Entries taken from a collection
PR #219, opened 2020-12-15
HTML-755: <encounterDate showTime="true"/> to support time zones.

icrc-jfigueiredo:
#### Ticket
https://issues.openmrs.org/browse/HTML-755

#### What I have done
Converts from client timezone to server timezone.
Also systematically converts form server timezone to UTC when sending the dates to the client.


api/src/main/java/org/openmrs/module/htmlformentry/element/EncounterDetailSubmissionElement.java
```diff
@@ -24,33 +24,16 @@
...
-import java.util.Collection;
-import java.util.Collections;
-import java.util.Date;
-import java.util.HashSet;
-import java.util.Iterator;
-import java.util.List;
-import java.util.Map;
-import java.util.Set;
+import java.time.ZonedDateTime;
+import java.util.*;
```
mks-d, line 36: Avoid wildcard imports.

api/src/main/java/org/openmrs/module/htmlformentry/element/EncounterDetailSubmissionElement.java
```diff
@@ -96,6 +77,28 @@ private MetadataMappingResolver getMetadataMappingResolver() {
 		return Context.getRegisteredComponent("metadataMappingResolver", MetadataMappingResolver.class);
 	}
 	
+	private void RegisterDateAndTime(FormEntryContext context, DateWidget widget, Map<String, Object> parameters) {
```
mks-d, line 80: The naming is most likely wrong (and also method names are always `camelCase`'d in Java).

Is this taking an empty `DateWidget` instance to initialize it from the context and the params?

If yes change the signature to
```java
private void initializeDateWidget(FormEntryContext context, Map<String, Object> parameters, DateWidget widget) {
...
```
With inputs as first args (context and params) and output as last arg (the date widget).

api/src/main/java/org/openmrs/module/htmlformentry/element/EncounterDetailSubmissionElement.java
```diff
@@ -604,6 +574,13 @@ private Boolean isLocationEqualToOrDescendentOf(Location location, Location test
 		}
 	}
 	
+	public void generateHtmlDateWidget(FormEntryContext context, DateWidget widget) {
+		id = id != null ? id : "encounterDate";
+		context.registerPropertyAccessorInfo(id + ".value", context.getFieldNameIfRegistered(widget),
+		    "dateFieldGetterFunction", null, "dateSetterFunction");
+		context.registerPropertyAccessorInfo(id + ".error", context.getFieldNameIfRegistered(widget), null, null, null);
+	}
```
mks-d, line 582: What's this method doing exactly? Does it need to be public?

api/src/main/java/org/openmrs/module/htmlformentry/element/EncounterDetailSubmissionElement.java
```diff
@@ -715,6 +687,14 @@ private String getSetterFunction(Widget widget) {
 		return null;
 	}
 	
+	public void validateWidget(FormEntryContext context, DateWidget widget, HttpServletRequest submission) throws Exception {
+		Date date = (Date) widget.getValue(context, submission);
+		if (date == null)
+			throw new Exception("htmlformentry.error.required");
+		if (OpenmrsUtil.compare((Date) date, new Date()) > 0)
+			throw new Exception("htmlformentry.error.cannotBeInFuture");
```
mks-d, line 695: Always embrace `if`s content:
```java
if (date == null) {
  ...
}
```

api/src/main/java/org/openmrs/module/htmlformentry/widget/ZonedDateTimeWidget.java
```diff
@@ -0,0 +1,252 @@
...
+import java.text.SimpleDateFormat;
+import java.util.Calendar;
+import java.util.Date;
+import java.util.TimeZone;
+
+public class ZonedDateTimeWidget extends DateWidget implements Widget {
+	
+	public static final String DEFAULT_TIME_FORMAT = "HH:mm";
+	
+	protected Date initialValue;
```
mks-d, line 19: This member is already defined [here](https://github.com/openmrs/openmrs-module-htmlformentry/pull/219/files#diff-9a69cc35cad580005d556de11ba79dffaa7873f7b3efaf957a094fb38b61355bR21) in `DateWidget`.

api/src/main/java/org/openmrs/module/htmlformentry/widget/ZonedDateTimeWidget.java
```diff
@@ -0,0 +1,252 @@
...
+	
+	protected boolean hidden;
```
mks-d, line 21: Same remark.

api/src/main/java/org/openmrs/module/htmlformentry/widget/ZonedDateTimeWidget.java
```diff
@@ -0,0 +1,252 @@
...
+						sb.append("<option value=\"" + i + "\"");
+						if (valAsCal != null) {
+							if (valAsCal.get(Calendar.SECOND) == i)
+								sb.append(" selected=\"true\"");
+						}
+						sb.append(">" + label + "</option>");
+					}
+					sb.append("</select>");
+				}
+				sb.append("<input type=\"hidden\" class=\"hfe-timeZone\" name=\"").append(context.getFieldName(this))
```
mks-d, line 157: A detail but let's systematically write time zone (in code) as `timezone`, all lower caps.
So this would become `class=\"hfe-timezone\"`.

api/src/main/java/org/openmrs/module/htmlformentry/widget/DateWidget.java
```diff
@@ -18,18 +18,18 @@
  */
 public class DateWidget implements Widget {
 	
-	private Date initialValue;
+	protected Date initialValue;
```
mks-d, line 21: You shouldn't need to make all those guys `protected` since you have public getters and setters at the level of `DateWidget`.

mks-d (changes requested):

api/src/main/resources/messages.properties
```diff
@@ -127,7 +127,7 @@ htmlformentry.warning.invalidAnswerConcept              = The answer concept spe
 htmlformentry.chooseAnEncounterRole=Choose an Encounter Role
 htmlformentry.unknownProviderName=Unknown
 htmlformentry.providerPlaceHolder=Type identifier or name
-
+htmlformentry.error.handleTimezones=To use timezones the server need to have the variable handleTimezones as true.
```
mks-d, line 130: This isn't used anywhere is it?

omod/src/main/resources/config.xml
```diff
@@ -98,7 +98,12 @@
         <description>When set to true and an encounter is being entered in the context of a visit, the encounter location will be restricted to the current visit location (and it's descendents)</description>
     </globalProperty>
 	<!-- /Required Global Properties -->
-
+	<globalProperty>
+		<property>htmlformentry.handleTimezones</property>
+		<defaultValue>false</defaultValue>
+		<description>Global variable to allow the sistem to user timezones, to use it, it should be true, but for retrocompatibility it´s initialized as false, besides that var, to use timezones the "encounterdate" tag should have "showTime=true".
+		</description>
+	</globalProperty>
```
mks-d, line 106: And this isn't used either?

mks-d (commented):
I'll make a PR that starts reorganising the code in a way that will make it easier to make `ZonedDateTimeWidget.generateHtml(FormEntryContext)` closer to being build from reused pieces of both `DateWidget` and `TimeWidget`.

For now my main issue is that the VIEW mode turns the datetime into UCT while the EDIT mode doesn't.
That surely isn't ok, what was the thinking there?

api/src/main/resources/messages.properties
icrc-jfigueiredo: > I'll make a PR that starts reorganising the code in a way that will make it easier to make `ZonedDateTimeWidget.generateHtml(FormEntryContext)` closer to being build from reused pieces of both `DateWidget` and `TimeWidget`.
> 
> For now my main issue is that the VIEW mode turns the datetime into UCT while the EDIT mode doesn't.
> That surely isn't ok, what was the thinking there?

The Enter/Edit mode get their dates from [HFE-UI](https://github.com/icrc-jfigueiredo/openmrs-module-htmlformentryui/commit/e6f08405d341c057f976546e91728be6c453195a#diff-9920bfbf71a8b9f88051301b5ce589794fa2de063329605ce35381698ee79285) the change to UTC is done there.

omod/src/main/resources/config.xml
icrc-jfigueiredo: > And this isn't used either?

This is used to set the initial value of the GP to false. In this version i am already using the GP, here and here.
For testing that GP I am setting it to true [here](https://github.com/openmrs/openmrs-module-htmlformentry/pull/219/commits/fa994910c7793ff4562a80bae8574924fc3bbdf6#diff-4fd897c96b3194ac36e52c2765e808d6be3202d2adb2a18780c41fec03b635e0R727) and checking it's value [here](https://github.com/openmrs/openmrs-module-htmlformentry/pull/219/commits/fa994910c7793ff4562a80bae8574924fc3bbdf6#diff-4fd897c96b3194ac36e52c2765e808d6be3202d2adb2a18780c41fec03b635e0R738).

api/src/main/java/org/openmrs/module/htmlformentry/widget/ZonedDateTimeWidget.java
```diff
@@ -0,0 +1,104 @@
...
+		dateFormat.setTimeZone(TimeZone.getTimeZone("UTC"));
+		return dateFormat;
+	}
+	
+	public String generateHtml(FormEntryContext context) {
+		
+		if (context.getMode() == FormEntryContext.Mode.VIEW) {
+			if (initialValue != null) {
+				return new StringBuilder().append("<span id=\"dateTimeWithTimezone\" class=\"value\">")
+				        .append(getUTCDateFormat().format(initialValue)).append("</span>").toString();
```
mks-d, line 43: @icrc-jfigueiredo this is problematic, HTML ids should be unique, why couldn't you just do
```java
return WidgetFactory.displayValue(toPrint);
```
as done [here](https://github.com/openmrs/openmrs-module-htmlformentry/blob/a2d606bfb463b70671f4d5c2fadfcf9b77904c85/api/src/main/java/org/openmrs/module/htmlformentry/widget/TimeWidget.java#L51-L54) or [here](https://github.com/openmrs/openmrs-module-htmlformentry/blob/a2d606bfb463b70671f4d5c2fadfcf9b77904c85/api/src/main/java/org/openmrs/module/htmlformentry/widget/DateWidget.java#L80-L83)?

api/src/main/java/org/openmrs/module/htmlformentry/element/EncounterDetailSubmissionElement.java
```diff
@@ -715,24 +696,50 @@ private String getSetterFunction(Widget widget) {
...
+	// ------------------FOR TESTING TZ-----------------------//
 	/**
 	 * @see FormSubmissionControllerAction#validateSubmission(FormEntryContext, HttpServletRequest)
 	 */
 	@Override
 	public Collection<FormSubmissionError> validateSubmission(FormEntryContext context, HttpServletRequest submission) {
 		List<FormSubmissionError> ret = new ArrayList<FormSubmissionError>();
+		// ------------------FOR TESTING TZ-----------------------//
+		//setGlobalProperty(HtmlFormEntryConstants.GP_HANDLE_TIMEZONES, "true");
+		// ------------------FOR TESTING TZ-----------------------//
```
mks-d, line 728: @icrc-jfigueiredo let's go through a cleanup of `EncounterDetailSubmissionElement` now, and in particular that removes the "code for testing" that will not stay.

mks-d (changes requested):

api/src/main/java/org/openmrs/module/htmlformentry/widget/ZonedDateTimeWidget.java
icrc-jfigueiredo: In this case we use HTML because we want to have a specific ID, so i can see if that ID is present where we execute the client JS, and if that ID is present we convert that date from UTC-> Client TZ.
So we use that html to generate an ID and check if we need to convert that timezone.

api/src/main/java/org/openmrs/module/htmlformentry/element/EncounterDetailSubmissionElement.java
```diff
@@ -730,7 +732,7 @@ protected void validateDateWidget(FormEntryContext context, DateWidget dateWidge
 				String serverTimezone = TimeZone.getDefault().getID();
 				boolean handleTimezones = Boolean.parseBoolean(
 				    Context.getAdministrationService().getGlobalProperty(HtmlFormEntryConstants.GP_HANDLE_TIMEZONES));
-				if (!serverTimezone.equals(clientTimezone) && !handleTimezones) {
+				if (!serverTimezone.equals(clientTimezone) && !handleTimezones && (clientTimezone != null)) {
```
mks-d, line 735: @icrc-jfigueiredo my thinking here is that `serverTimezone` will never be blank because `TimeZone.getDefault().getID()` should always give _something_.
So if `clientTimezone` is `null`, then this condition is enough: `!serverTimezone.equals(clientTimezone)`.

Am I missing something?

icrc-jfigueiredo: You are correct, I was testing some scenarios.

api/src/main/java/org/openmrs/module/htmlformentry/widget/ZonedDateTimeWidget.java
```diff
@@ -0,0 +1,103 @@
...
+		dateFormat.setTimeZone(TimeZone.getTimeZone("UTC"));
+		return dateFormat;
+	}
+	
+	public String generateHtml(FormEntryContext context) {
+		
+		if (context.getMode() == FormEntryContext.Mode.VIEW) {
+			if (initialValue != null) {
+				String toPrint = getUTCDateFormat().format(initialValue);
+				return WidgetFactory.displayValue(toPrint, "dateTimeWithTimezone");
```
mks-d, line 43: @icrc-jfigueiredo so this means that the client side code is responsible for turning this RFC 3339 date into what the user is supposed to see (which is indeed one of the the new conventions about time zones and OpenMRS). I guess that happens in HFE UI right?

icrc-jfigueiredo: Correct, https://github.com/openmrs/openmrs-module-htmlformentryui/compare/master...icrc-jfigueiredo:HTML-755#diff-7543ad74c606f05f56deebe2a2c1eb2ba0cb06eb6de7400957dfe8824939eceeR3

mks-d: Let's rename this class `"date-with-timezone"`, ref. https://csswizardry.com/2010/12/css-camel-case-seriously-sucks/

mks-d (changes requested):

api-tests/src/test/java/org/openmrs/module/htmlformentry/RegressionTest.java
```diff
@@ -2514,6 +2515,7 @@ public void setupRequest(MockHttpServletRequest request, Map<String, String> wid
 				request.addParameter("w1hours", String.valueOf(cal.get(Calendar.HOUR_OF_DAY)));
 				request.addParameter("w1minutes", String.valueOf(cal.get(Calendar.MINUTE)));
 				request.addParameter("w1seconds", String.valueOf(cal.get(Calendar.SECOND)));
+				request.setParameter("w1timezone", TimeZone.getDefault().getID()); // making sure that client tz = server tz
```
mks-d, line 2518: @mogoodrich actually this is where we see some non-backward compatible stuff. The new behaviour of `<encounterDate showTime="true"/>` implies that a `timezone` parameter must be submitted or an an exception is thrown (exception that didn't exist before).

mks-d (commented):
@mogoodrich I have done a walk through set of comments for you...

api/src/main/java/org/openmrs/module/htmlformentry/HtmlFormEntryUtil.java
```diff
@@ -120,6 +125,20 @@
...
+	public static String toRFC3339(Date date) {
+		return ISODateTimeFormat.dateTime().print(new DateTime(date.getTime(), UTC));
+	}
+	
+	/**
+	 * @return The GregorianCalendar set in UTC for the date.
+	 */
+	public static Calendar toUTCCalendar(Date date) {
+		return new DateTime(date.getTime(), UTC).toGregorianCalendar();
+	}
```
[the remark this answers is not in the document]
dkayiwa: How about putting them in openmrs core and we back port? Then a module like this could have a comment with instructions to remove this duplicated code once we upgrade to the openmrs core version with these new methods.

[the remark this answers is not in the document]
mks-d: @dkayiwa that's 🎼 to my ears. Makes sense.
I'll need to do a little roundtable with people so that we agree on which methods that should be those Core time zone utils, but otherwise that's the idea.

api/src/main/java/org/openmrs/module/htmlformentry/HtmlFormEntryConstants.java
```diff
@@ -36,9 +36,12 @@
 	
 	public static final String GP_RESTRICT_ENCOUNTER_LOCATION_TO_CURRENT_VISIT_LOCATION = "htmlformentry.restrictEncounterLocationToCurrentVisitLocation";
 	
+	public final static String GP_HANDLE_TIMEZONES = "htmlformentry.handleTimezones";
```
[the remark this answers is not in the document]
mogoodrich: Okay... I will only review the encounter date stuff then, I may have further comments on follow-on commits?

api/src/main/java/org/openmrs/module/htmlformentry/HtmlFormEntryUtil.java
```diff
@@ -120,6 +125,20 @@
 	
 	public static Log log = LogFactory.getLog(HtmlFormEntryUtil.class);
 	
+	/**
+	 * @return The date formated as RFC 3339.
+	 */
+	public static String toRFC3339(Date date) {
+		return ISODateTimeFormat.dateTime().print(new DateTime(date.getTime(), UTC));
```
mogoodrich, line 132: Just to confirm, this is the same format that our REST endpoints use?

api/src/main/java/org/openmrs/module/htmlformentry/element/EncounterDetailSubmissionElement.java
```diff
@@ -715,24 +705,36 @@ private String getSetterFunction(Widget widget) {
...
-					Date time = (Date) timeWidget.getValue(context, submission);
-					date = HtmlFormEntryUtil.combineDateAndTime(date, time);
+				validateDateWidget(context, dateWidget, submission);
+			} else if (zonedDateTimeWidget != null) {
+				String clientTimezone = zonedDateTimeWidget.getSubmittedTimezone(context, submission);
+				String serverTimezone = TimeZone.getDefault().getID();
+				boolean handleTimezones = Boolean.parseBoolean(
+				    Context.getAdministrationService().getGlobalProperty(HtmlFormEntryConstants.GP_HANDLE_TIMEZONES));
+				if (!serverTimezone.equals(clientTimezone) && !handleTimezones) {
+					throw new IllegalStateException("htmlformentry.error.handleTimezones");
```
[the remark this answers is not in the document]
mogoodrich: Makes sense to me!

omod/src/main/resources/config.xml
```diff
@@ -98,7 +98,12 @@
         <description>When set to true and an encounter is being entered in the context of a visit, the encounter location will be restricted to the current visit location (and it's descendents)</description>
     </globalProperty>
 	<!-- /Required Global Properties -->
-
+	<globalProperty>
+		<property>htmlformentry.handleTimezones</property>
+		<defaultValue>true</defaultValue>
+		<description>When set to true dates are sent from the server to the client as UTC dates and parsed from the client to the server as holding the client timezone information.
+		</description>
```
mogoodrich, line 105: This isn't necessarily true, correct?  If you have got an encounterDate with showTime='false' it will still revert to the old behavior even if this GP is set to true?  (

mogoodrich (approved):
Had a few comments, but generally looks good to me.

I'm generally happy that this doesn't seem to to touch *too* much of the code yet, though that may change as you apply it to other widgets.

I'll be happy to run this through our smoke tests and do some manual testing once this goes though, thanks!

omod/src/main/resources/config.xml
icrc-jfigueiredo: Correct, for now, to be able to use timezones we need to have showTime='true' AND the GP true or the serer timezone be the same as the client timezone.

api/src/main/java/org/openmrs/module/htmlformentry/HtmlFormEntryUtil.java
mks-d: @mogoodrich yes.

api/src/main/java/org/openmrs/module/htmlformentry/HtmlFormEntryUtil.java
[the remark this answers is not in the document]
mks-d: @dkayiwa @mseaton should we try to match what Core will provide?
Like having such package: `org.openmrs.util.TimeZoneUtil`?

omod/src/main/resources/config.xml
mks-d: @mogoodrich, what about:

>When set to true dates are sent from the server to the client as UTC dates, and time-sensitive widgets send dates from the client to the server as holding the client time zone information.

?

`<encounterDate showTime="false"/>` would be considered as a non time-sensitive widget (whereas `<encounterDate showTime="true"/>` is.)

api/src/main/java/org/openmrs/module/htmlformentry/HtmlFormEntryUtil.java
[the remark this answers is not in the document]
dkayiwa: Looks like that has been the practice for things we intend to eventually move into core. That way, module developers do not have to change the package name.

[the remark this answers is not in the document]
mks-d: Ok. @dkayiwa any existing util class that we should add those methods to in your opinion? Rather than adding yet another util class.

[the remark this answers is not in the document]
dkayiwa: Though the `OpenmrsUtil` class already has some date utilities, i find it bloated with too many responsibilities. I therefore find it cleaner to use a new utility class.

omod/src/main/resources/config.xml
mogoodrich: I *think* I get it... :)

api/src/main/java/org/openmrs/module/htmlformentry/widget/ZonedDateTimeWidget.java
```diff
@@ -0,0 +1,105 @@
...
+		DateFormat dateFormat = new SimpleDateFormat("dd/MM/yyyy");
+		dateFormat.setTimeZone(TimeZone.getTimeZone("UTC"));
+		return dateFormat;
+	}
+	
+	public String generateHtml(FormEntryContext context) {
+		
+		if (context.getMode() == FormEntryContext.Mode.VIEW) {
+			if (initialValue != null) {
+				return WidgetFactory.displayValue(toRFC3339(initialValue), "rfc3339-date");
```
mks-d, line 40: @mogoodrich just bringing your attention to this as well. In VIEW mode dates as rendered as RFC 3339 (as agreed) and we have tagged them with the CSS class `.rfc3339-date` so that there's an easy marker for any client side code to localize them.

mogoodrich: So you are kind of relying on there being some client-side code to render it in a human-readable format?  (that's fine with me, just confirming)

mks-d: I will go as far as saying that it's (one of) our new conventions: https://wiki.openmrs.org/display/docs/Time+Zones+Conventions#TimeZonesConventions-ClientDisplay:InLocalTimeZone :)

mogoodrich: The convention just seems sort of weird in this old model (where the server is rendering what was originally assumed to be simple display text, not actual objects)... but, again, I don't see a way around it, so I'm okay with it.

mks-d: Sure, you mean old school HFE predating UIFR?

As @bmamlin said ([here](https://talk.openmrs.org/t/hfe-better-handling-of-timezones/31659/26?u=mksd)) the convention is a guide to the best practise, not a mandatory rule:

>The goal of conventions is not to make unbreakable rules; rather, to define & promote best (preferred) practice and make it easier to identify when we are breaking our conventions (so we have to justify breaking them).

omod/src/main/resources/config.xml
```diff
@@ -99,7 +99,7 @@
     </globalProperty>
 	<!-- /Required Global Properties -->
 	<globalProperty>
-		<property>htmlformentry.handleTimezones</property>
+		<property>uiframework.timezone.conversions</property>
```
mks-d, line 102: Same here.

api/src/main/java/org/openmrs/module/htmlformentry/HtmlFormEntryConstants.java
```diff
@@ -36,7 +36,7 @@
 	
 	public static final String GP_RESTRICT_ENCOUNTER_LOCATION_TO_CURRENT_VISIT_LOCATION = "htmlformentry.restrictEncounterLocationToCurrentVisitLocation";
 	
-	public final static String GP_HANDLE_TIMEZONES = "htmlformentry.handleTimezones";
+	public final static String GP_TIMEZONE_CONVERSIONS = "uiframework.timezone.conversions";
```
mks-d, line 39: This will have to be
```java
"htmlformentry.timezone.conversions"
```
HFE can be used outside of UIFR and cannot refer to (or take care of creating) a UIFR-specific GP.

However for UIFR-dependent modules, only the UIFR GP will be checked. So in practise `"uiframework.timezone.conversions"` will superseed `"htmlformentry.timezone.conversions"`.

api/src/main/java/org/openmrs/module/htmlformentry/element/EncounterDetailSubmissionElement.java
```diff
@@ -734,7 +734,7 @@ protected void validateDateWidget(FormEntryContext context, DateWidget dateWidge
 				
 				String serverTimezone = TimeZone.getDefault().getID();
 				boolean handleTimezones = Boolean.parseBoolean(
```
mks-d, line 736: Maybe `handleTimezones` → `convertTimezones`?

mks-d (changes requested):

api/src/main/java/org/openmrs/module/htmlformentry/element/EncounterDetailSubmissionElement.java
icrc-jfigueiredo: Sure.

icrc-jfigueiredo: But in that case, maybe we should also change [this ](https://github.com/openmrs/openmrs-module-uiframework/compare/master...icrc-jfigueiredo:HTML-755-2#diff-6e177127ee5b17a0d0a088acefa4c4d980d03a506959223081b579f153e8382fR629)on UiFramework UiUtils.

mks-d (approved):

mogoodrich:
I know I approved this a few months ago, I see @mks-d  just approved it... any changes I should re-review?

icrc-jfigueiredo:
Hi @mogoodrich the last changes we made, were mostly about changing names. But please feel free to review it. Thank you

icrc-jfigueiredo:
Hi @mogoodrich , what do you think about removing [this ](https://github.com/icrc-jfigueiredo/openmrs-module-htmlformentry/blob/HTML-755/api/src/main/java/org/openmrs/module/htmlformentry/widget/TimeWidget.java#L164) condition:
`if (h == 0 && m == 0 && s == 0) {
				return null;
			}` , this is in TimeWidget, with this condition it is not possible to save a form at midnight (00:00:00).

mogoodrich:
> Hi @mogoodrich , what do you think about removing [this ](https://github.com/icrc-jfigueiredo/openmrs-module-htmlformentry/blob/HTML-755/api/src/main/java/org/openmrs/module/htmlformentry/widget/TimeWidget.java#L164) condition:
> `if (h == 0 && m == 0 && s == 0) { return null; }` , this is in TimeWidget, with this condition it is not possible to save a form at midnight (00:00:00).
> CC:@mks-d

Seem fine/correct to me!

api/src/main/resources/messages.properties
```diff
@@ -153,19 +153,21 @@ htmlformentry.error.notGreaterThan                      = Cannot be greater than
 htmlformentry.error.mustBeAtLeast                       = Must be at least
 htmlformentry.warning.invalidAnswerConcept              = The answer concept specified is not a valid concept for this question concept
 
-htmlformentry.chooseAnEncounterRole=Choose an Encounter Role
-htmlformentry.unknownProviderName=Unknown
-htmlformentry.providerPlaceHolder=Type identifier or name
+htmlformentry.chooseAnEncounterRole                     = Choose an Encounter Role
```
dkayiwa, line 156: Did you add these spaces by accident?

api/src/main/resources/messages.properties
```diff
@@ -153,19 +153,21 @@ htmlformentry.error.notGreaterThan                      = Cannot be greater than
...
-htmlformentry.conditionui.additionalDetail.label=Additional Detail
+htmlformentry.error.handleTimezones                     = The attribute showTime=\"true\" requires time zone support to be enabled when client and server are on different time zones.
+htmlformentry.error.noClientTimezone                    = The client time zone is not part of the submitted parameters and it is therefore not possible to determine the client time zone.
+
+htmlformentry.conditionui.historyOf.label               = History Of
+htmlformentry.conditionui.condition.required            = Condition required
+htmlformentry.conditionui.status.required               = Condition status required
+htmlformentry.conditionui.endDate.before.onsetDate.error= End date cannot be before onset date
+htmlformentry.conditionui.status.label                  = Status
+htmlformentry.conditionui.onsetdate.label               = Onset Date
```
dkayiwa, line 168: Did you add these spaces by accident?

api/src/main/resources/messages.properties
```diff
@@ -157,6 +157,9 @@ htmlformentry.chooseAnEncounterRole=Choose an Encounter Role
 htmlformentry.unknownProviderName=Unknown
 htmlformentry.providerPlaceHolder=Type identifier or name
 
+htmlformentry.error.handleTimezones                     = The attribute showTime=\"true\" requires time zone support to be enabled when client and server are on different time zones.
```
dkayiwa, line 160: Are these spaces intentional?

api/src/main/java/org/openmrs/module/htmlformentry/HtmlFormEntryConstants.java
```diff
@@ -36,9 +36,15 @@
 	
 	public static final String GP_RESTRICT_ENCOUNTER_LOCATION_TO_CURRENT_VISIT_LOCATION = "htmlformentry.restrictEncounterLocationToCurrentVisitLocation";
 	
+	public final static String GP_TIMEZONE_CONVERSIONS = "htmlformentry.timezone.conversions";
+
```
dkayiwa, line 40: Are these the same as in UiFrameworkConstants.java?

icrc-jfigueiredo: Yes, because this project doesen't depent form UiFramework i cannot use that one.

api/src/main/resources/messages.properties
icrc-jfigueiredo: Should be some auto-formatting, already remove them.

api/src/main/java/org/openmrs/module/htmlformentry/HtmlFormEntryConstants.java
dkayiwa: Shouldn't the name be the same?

*What is needed*. Looking at the entries above, say how many lines contain the word "getFieldNameIfRegistered". Nothing but the number is needed.

*Response below*. 2